A: Not necessarily. For starters, having a Trojan planted in your machines is never totally innocuous: the rootkit component can generate system instability due to conflicts in hooking APIs, and worse, the Trojan may be updated at some point to spy on something else than SCADA software. Furthermore, the exploit part used to “seed” the Trojan is independent from the Trojan itself. Some reports lead us to think it actually may have been used by cybercriminals as long as one month before the vulnerability was made public, possibly to seed other malware pieces. In any case, it will be used from now on.

Q: And what is this vulnerability about? How does it work?
A: The vulnerability, labeled ‘CVE-2010-2568’, is a design flaw in the way MS Windows handles .lnk and .pif files. Essentially, MS Windows has a feature allowing such files to load “control panel applets” dlls with an arbitrary path as soon as a folder containing such files is opened in Windows explorer. Apparently this is to allow for dynamic icon management on external/remote storage.

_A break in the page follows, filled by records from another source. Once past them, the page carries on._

PR #294, opened 2017-06-27
Support IE11 in browser environment.

dianlight:
According to MSDN documentation the stack property is set to undefined when the error is constructed, and gets the trace information when the error is raised. 

Reference:  https://docs.microsoft.com/en-us/scripting/javascript/reference/stack-property-error-javascript


edi9999:
Thanks. It seems to me that the method should not be there at all, Creating an error just to know the location of the file seems a bit overengineered.

Can you rebase your MR onto master and regenerate the lib files ?

huytran0605:
@dianlight  when i tried to use your change, IE 11 throw error: `Access is denied`. Please help me to check :( i really love to use Jimp

hipstersmoothie:
I'd like to see this weird bit of code go too

hipstersmoothie:
closing in favor of #511

ezequielzacca:
Im still getting access is denied

PR #313, opened 2017-07-29
Fix a small rounding error in Nearest Neighbor algorithm

Longwelwind:
There seems to be a small error in the Nearest Neighbor algorithm for resizing images that produces unpleasant results for pixel-perfect images.

Below, I put a pixel-art image that I upscale by a factor of two. The first picture is the original pixel-art image, the second one is the upscaled version using the current algorithm, the third and last one is the upscaled version with the small modification I've made.

You can notice, for example, that the upper-right corner is not properly upscaled on the second screenshot.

Q: OK, so opening a folder that contains a malicious .lnk file will result in a malicious dll being loaded in my system, right?
A: If the system has access to the malicious dll as defined by the path embedded in the .lnk file, yes.

Q: And what does the malicious dll do?
A: In the case of the Stuxnet attack, it drops the two drivers mentioned in the very first answer above.

Q: Why do people mention USB sticks as the infection vector, and “AutoPlay” as an infection catalyst?
A: Because with MS Windows AutoPlay, infection could be automatic upon connecting a USB stick to the system, assuming the default action is set to “open to view files”. But frankly, AutoPlay should not be the center of discussions: USB sticks primarily being storage media, a user inserting one is likely to open it at some point. Beyond that, USB sticks have two interesting properties for the attackers:
1. They can carry the malicious dll to be loaded, almost without any size restriction.
2. Being physical objects, they tend to pass through firewalls… Directly from the parking lot to the internal network.

Q: So are USB sticks the only possible infection vectors?
A: No, a remote attack could also be mounted either via Webdav or remote SMB shares, leading to the remote malicious dll being loaded into the local system. In addition, Microsoft has indicated that Office documents could be used to trigger the same design vulnerability.

Q: Ok, so how do I patch my system?
A: There is no patch available yet, however Microsoft has published some workarounds in an advisory.

UPDATE (2010-07-22): Microsoft released a tool that automates implementation of such a workaround.

Q: What is this I keep hearing about valid certificates in Stuxnet?
A: The malicious drivers mentioned above are signed by certificates issued to Realtek and JMicron, two legitimate companies. The private keys used to sign software with those certificates were likely stolen: ESET researcher PM Bureau noted that both companies have offices in Hsinchu Science Park, Taiwan.

Q: What is Fortinet doing about it?
A: We have released AntiVirus (Data/StuxnetLnk!tr) and IPS (MS.Windows.Shell.LNK.Code.Execution) detections for the malicious .lnk files, tackling the threats from different angles, in order to increase robustness of overall detection in FortiGates.
The malicious dll and drivers are taken care of by detections W32/Stuxnet!tr and W32/Stuxnet!tr.rkit, respectively.